Moving past p-values

I had a marathon review/revision session with my adviser last week regarding a manuscript I am working on - overall took 2 hours!

We were going round and round in circles, and finally 1.25 hours in we got to the piece of my paper that was really bugging my advisor: I did not have a single p-value in the entire paper. What followed was a really interesting exchange that I think highlights some of the issues that are behind scientific research, especially in agriculture, using out-of-date statistics.

The issue

My adviser was trained in the worst of the frequentist school of statistical thought, namely:

  • p-values are an indication of whether or not an effect is “real”. If the calculated p-value is < 0.05, the effect is “real” and if > 0.05 it is not “real”.

  • An analysis is made more trust-worthy by excluding data that might not be representative, reliable, or both. This exclusion can happen after the first round of analysis.
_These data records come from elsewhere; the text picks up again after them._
PR #113, opened 2021-05-06
Update some errors of bugsabsh

soniasingla:

### DIFF
--- a/local/local.go
+++ b/local/local.go
@@ -722,7 +722,10 @@ func untar(r io.Reader, dest string) error {
 			if err != nil {
 				return err
 			}
-			if _, err := io.Copy(fh, tr); err != nil {
+			if _, err := io.CopyN(fh, tr, 1024); err != nil {
+				if err == io.EOF {
+					break
+				}
 				fh.Close()
 				return err
 			}


local/local.go
```diff
@@ -722,7 +722,7 @@ func untar(r io.Reader, dest string) error {
 			if err != nil {
 				return err
 			}
-			if _, err := io.Copy(fh, tr); err != nil {
+			if _, err := io.CopyN(fh, tr); err != nil {
```
yaelharel, line 725: I think that `io.CopyN` gets 3 variables: https://golang.org/pkg/io/#CopyN
You can read more about the "Potential DoS vulnerability via decompression bomb" we got from Gosec and how to solve it [here](https://stackoverflow.com/questions/67327323/g110-potential-dos-vulnerability-via-decompression-bomb-gosec).

soniasingla: Done @yaelharel thanks

local/local.go
```diff
@@ -722,7 +722,11 @@ func untar(r io.Reader, dest string) error {
 			if err != nil {
 				return err
 			}
-			if _, err := io.Copy(fh, tr); err != nil {
+			if _, err := io.CopyN(fh, tr, 1024);
```
yaelharel, line 725: As you can see [here](https://github.com/buildpacks/imgutil/pull/113/checks?check_run_id=2570564280) and [here](https://github.com/buildpacks/imgutil/pull/113/checks?check_run_id=2570564240), the tests are failing because of the following typo:
```suggestion
			if _, err := io.CopyN(fh, tr, 1024) {
```

Note: You can get to the failing tests by clicking on "Details" next to the failing tests at the bottom of the [PR's conversation tab](https://github.com/buildpacks/imgutil/pull/113).

local/local.go
```diff
@@ -722,7 +722,15 @@ func untar(r io.Reader, dest string) error {
 			if err != nil {
 				return err
 			}
-			if _, err := io.Copy(fh, tr); err != nil {
+<<<<<<< HEAD
+			if _, err := io.CopyN(fh, tr); err != nil {
+=======
+			if _, err := io.CopyN(fh, tr, 1024) {
+				if err != nil {
```
natalieparellano, line 729: Could we move this to the previous line?

We'll also need to resolve the merge conflict :)

soniasingla: Done

soniasingla: thanks

soniasingla:
@natalieparellano can you help me i did not get why test case is failing :/

natalieparellano:
@soniasingla thanks for updating the PR! I apologize, I didn't have a good grasp before on what `io.CopyN` is doing. In the current implementation, we are reading only 1024 bytes total - hence the unexpected EOF failures in the tests.

We could put the call to `io.CopyN` in a `for` loop as described [here](https://stackoverflow.com/a/67392303/3453671) and this would satisfy muse-dev (maybe) however it's not any better at preventing DOS attack vs. `io.Copy`, since we are still blindly copying the whole image. We would need to come up with some reasonable limit on the total number of bytes we expect to read in these scenarios.

I created an issue https://github.com/buildpacks/imgutil/issues/120 to capture this question so that we could discuss as a team and come up with a recommendation. If you have any thoughts here, we would love to hear them!

yaelharel:
I'm going to close this PR following https://github.com/buildpacks/imgutil/pull/113#issuecomment-844445287.
We'll discuss this change as part of https://github.com/buildpacks/imgutil/issues/120.

PR #887, opened 2022-04-22
add support for alternative forwarded header from proxy

### LINKED ISSUE #886: Support "Forwarded" header as an alternative to "X-Forwarded-Proto"
### problem
Unfortunately AWS API Gateway is using the less standard header [Forwarded](https://developer.mozilla.org/en-US/docs/Web/HTTP/Headers/Forwarded) when proxying requests.
This looks like this:
```
forwarded: by=1.2.3.4;for=5.6.7.8;host=my.example.com;proto=https
via: HTTP/1.1 AmazonAPIGateway
```

### solution
It would be great if we could support this header as a fallback when `X-Forwarded-Proto` is not present.

### solution alternative
`issecure` can be overwritten or extended with a function passed through options.

### security considerations
An external request might define the forward header to simulate as if it had been proxied.
Like the `X-Forwarded-Proto`, `Forwarded` is a forbidden request header and should not be set by browser and be deleted by proxies.

nmalyschkin:
fix #886

### DIFF
--- a/index.js
+++ b/index.js
@@ -637,13 +637,30 @@ function issecure(req, trustProxy) {
   }
 
   // read the proto from x-forwarded-proto header
-  var header = req.headers['x-forwarded-proto'] || '';
-  var index = header.indexOf(',');
-  var proto = index !== -1
-    ? header.substr(0, index).toLowerCase().trim()
-    : header.toLowerCase().trim()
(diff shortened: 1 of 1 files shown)


dougwilson:
Duplicate of #879

PR #892, opened 2022-05-14
Session Touch Reduction Option

### LINKED ISSUE #891: `session.touch` is called on every request when `resave: false`
# Description

[PR incoming with unit tests and implementation of option - default to no change from current behavior]

`session.touch` is called on every request when `resave: false` is set.

On in-memory stores such as [connect-redis](https://www.npmjs.com/package/connect-redis) this has little impact other than additional traffic.

However, on disk-backed and/or globally replicated stores the costs can be significant, such as [connect-dynamodb](https://www.npmjs.com/package/connect-dynamodb)

# Example Scenario with Costs - DynamoDB Store

[DynamoDB Provisioned Capacity Pricing](https://aws.amazon.com/dynamodb/pricing/provisioned/)

image

- RCU = Read Capacity Unit
- WCU = Write Capacity Unit
- 60,000 RPM site / 60 seconds / minute = 1000 RPS
- Write on Every Request
  - 1,000 RPS requires
    - 1,000 RCU x $0.00013 = $0.13 / hour = $1,138 / year
    - 1,000 WCU x $0.00065 = $0.65 / hour = $5,964 / year
    - Total = `$7,102` / year
- Write on Update  or when 75% of `originalMaxAge` Expired
  - Assuming 1% of requests update the session or reach 75% of `originalMaxAge`
  - 1,000 RPS requires
    - 1,000 RCU x $0.00013 = $0.13 / hour = $1,138 / year
    - 10 WCU x $0.00065 = $0.0065 / hour = $57 / year
    - Total = `$1,195`
    - Savings = `83%` vs Write on Every Request

# Best cases for cost reduction
- Relatively longer sessions (e.g. minutes, hours, days, months, but not seconds)
- Session values infrequently updated

huntharo:
Fixes #891

### DIFF
--- a/index.js
+++ b/index.js
@@ -75,6 +75,7 @@ var defer = typeof setImmediate === 'function'
  * @param {String} [options.name=connect.sid] Session ID cookie name
  * @param {Boolean} [options.proxy]
  * @param {Boolean} [options.resave] Resave unmodified sessions back to the store
+ * @param {Boolean} [options.touchAtMaxAgeRatio] `.touch()` session when `maxAge` has reached `.touchAtMaxAgeRatio` of the `originalMaxAge`
  * @param {Boolean} [options.rolling] Enable/disable rolling session expiration
  * @param {Boolean} [options.saveUninitialized] Save uninitialized sessions to the store
  * @param {String|Array} [options.secret] Secret for signing session ID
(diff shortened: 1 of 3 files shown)


dougwilson:
The touch action is meant for any session activity. If you need some other type of mechanism, please open an issue with what you are trying to achieve and we can work on some interface for it. Just based on the referenced issue, it seems there is confusion on what the purpose of touch is for.

huntharo:
@dougwilson - I legit opened an issue and linked it the description :)

`touch` only behaves as described now because there are no options to control its behavior.  That is the point of this PR and Issue.

dougwilson:
Right, but that is the purpose of touch -- to be called every time there is activity on the session. If the store needs to throttle to it's storage mechanism, that is a store-specific concern that should be implemented in the store module.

Rather than

  • You do not present/discuss non-significant results.

I say this is the worst of the frequentist school, though it is not really frequentist in nature - rather it is a result of the Null-Hypothesis Significance Testing framework (See Andrew Gelman’s excellent blog for many discussions and examples of the perils of NHST). Similar evils can are possible under the Bayesian framework.

By contrast, my manuscript introduces two well documented, well-supported by theory dynamics/effects, and measures each using a multileveling framework that averages over uncertainty introduced by many factors. The estimates and credible intervals are presented and the implications of each are discussed. There is no discussion of whether or not an effect is “real”, rather the paper assumes each effect is “real” and measures them.
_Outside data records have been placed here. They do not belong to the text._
PR #900, opened 2022-06-26
feat: add support for http2

yunnysunny:


dougwilson:
Hello, ans thank you for your pull request. It looks like this adds an option to this module that, when set, modifies the global Node.js environment.

Unfortunately global modification is not something we would accept as a feature to this module. But the good news is that since you are modifying the global environment, there is no need to add it to this module: simply make the modification in your code or even publish it to npm as it's own module to use.

lamweili:
Would PR #908 be a better solution?
It replaces the undocumented `res._implicitHeader` with its implementation and as a by-product, also enables HTTP2 support.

It makes sense why my adviser would struggle with this: Under his framework, 0 is of critical importance because NS results are not discussed. Under mine, 0 is just another number.

Next steps

This is fine and all, but most of the above re-hashes the conversations on Andrew Gelman’s blog as well as countless others (e.g., Blinding Us to the Obvious?) - it is not really new except that it is new to me. For me, what was before an academic discussion is now very real to me, and I need to figure out how to proceed. The following are a few observations from my conversations with my adviser.

  1. Principles cannot replace rules: Applied scientists are busy folks, and they need* a set of rules to guide their use of statistics as a shortcut to learning statistics from first principles. The rules above have worked because there was sufficient weight behind them: Experts said this is how you should operate to find the Truth. By contrast, my arguments that relied on principles did not make much headway. While I originally was quite frustrated by this, the more I think about it, the more understandable it is. As Andrew Gelman has said, applied statistics is all about defaults, and we just need to shift the defaults.

  2. Science moves slowly: Ken Cassman once told me that science moves forward on the backs of grad students - they are the ones trying new things, learning the cutting-edge methods, and ultimately doing most of the actual research. PIs steady the ship (and pay for it) and keep grad students from getting too far into the weeds. This is all fine, except that PIs hold the keys to publication, and publication is the key to advancement. So there is this tension between what the PIs/publications will accept, and what is actually modern best practice.

  3. We need some guidelines to adapt practice: So there are (understandably) brakes keeping things from moving too quickly, but there is also a need to move science towards using more robust methods. Towards that goal, I think we need some rules on how to evaluate new methods. Anyone want to write this?

* “need” might be a bit strong - appreciate?